◆ Dataset content ◆
PR #4516, opened 2019-09-27
add timeout to bclient for worker volumes gc

kcmannem:

### DIFF
--- a/worker/workercmd/worker.go
+++ b/worker/workercmd/worker.go
@@ -127,6 +127,10 @@ func (cmd *WorkerCommand) Runner(args []string) (ifrit.Runner, error) {
 				// sweeping too much
 				ResponseHeaderTimeout: 1 * time.Minute,
 			},
+			// we've seen destroy calls to baggageclaim hang and lock gc
+			// gc is periodic so we don't need to retry here, we can rely
+			// on the next sweeper tick.
+			Timeout: 5*time.Minute,
 		},
 	)
 


kcmannem:
I couldn't find an issue for this, if there was one.

worker/workercmd/worker.go
```diff
@@ -127,6 +127,10 @@ func (cmd *WorkerCommand) Runner(args []string) (ifrit.Runner, error) {
 				// sweeping too much
 				ResponseHeaderTimeout: 1 * time.Minute,
 			},
+			// we've seen destroy calls to baggageclaim hang and lock gc
+			// gc is periodic so we don't need to retry here, we can rely
+			// on the next sweeper tick.
+			Timeout: 5*time.Minute,
```
cirocosta: good point on not needing to retry 😁  

is there a particular reason for going with 5m though? Is that a common timeout that we use in other places? e.g., do we use timeouts at the transport level for gdn too?

Also, I'm curious if we should go with timeouts at the transport level, or standardizing on cancelling these at a higher level (e.g., using context cancellation) like we've been doing in other places 🤔  

thanks!

kcmannem: yeah we do, https://github.com/concourse/concourse/blob/master/atc/worker/gclient/factory.go#L54 . This is defaulted to 5mins. We don't really have arguments to pick 5 mins, it was just a hunch. 
Funny enough we never added timeouts for the bc client on the atc https://github.com/concourse/concourse/blob/master/atc/worker/db_worker_provider.go#L185 . Maybe we should reflect the changes there as well.

We've never really done context based timeouts for the garden clients as their interfaces don't provide context as an argument. We've actually imported the entire garden client source to add context for log streaming. We also added context for volume streaming. Looking back we should have added it to the entire interface.

Maybe we can make this a longer term goal to switch to context based cancelation for baggage claim as well since containerd does this as well.

deniseyu: I'd agree that while there are ways that we can "improve" the Garden client (aka fake-forking more of their code directly into Concourse 🙉) it might not be worthwhile since containerd will come with a client that's aware of `context`.

pivotal-jamie-klassen:
release note in #4560

PR #4518, opened 2019-09-29
feat: avoid to renew Vault lease every second if Vault server doesn't accept renew.

evanchaoli:
When tests with Vault dev server, renew lease is not allowed, thus ATC log is massed
with Vault renew error like:

    web_1     | {"timestamp":"2019-09-29T14:07:18.982725900Z","level":"error","source":"atc","message":"atc.credential-manager.renew.failed","data":{"error":"Error making API request.\n\nURL: PUT http://192.168.1.11:8200/v1/auth/token/renew-self\nCode: 400. Errors:\n\n* lease is not renewable","name":"vault","session":"5.46"}}

This commit will skip renew once detects such error.

### DIFF
--- a/atc/creds/vault/api_client.go
+++ b/atc/creds/vault/api_client.go
@@ -3,6 +3,7 @@ package vault
 import (
 	"fmt"
 	"path"
+	"strings"
 	"sync/atomic"
 	"time"
 
@@ -20,6 +21,8 @@ type APIClient struct {
 	authConfig AuthConfig
 
 	clientValue *atomic.Value
+
+	renewable bool
 }
 
 // NewAPIClient with the associated authorization config and underlying vault client.
@@ -32,6 +35,8 @@ func NewAPIClient(logger lager.Logger, apiURL string, tlsConfig *vaultapi.TLSCon
 		authConfig: authConfig,
 
 		clientValue: &atomic.Value{},
+
+		renewable: true,
 	}
 
 	client, err := ac.baseClient()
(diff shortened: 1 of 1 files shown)


xtremerui:
Do we need to consider a case when Vault allows lease later? I assume ATC would need to restart.

evanchaoli:
@xtremerui I don't think a Vault server would swing between need and not-need renew lease. This feature is most likely for dev Vault server only during develop Vault related features. In a production environment, it feature should not take effective as it works based on Vault returned error message.

evanchaoli:
@xtremerui Do you have further comment/concern?

xtremerui:
I agree that a Vault server wont be on/off with lease regularly. And a production Vault probably enables lease anyway (since we haven't seen one complain about that error). 

So to your point that it is mainly for dev, I don't feel strongly need of this change. You could have some other ways to filter out the log messages like pipe the log to a filter maybe?

evanchaoli:
@xtremerui I think this change is at least innocent. Yes we can filter log with many ways, but that all add overhead when run local tests. And logically, if Vault server returns an error of "lease is not renewable", client should not try to renew lease at all, right?

deniseyu:
I was wondering if there were any counterexamples to the implicit assumption that "if this error message is logged, then the secret is never renewable". From a quick search inside Vault's codebase of the string `lease is not renewable`, it looks like there are three conditions that could return this error message: https://github.com/hashicorp/vault/blob/6310462550443225ee511919dfa76d1f2e80672d/vault/expiration.go including insufficient user permissions. I don't have super strong context around Vault's internals so I don't know what's the likelihood of false positives being returned for each of these cases.

I think this PR is okay to merge because agreed that the risk seems pretty low. That being said I'd be careful of a one-way operation that flips the renewability to false, and using something configurable might be a safer way to implement this behavior. It looks like we already support making the retry interval configurable with the flag `CONCOURSE_VAULT_RETRY_INITIAL` which defaults to 1s. 

In the future, if this produces surprising behavior, maybe we could read that value and if it's set to 0, or a negative value that makes no sense, then the `Renew` loop only runs once? This would keep the onus on the operator to configure their dev environment explicitly.

evanchaoli:
@deniseyu Thanks a lot.

pivotal-jamie-klassen:
release notes in #4560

◆ What you should do ◆
Your task is to retype the complete material exactly as it was given.

◆ Reply to the exercise ◆
PR #4516, opened 2019-09-27
add timeout to bclient for worker volumes gc

kcmannem:

### DIFF
--- a/worker/workercmd/worker.go
+++ b/worker/workercmd/worker.go
@@ -127,6 +127,10 @@ func (cmd *WorkerCommand) Runner(args []string) (ifrit.Runner, error) {
 				// sweeping too much
 				ResponseHeaderTimeout: 1 * time.Minute,
 			},
+			// we've seen destroy calls to baggageclaim hang and lock gc
+			// gc is periodic so we don't need to retry here, we can rely
+			// on the next sweeper tick.
+			Timeout: 5*time.Minute,
 		},
 	)
 


kcmannem:
I couldn't find an issue for this, if there was one.

worker/workercmd/worker.go
```diff
@@ -127,6 +127,10 @@ func (cmd *WorkerCommand) Runner(args []string) (ifrit.Runner, error) {
 				// sweeping too much
 				ResponseHeaderTimeout: 1 * time.Minute,
 			},
+			// we've seen destroy calls to baggageclaim hang and lock gc
+			// gc is periodic so we don't need to retry here, we can rely
+			// on the next sweeper tick.
+			Timeout: 5*time.Minute,
```
cirocosta: good point on not needing to retry 😁  

is there a particular reason for going with 5m though? Is that a common timeout that we use in other places? e.g., do we use timeouts at the transport level for gdn too?

Also, I'm curious if we should go with timeouts at the transport level, or standardizing on cancelling these at a higher level (e.g., using context cancellation) like we've been doing in other places 🤔  

thanks!

kcmannem: yeah we do, https://github.com/concourse/concourse/blob/master/atc/worker/gclient/factory.go#L54 . This is defaulted to 5mins. We don't really have arguments to pick 5 mins, it was just a hunch. 
Funny enough we never added timeouts for the bc client on the atc https://github.com/concourse/concourse/blob/master/atc/worker/db_worker_provider.go#L185 . Maybe we should reflect the changes there as well.

We've never really done context based timeouts for the garden clients as their interfaces don't provide context as an argument. We've actually imported the entire garden client source to add context for log streaming. We also added context for volume streaming. Looking back we should have added it to the entire interface.

Maybe we can make this a longer term goal to switch to context based cancelation for baggage claim as well since containerd does this as well.

deniseyu: I'd agree that while there are ways that we can "improve" the Garden client (aka fake-forking more of their code directly into Concourse 🙉) it might not be worthwhile since containerd will come with a client that's aware of `context`.

pivotal-jamie-klassen:
release note in #4560

PR #4518, opened 2019-09-29
feat: avoid to renew Vault lease every second if Vault server doesn't accept renew.

evanchaoli:
When tests with Vault dev server, renew lease is not allowed, thus ATC log is massed
with Vault renew error like:

    web_1     | {"timestamp":"2019-09-29T14:07:18.982725900Z","level":"error","source":"atc","message":"atc.credential-manager.renew.failed","data":{"error":"Error making API request.\n\nURL: PUT http://192.168.1.11:8200/v1/auth/token/renew-self\nCode: 400. Errors:\n\n* lease is not renewable","name":"vault","session":"5.46"}}

This commit will skip renew once detects such error.

### DIFF
--- a/atc/creds/vault/api_client.go
+++ b/atc/creds/vault/api_client.go
@@ -3,6 +3,7 @@ package vault
 import (
 	"fmt"
 	"path"
+	"strings"
 	"sync/atomic"
 	"time"
 
@@ -20,6 +21,8 @@ type APIClient struct {
 	authConfig AuthConfig
 
 	clientValue *atomic.Value
+
+	renewable bool
 }
 
 // NewAPIClient with the associated authorization config and underlying vault client.
@@ -32,6 +35,8 @@ func NewAPIClient(logger lager.Logger, apiURL string, tlsConfig *vaultapi.TLSCon
 		authConfig: authConfig,
 
 		clientValue: &atomic.Value{},
+
+		renewable: true,
 	}
 
 	client, err := ac.baseClient()
(diff shortened: 1 of 1 files shown)


xtremerui:
Do we need to consider a case when Vault allows lease later? I assume ATC would need to restart.

evanchaoli:
@xtremerui I don't think a Vault server would swing between need and not-need renew lease. This feature is most likely for dev Vault server only during develop Vault related features. In a production environment, it feature should not take effective as it works based on Vault returned error message.

evanchaoli:
@xtremerui Do you have further comment/concern?

xtremerui:
I agree that a Vault server wont be on/off with lease regularly. And a production Vault probably enables lease anyway (since we haven't seen one complain about that error). 

So to your point that it is mainly for dev, I don't feel strongly need of this change. You could have some other ways to filter out the log messages like pipe the log to a filter maybe?

evanchaoli:
@xtremerui I think this change is at least innocent. Yes we can filter log with many ways, but that all add overhead when run local tests. And logically, if Vault server returns an error of "lease is not renewable", client should not try to renew lease at all, right?

deniseyu:
I was wondering if there were any counterexamples to the implicit assumption that "if this error message is logged, then the secret is never renewable". From a quick search inside Vault's codebase of the string `lease is not renewable`, it looks like there are three conditions that could return this error message: https://github.com/hashicorp/vault/blob/6310462550443225ee511919dfa76d1f2e80672d/vault/expiration.go including insufficient user permissions. I don't have super strong context around Vault's internals so I don't know what's the likelihood of false positives being returned for each of these cases.

I think this PR is okay to merge because agreed that the risk seems pretty low. That being said I'd be careful of a one-way operation that flips the renewability to false, and using something configurable might be a safer way to implement this behavior. It looks like we already support making the retry interval configurable with the flag `CONCOURSE_VAULT_RETRY_INITIAL` which defaults to 1s. 

In the future, if this produces surprising behavior, maybe we could read that value and if it's set to 0, or a negative value that makes no sense, then the `Renew` loop only runs once? This would keep the onus on the operator to configure their dev environment explicitly.

evanchaoli:
@deniseyu Thanks a lot.

pivotal-jamie-klassen:
release notes in #4560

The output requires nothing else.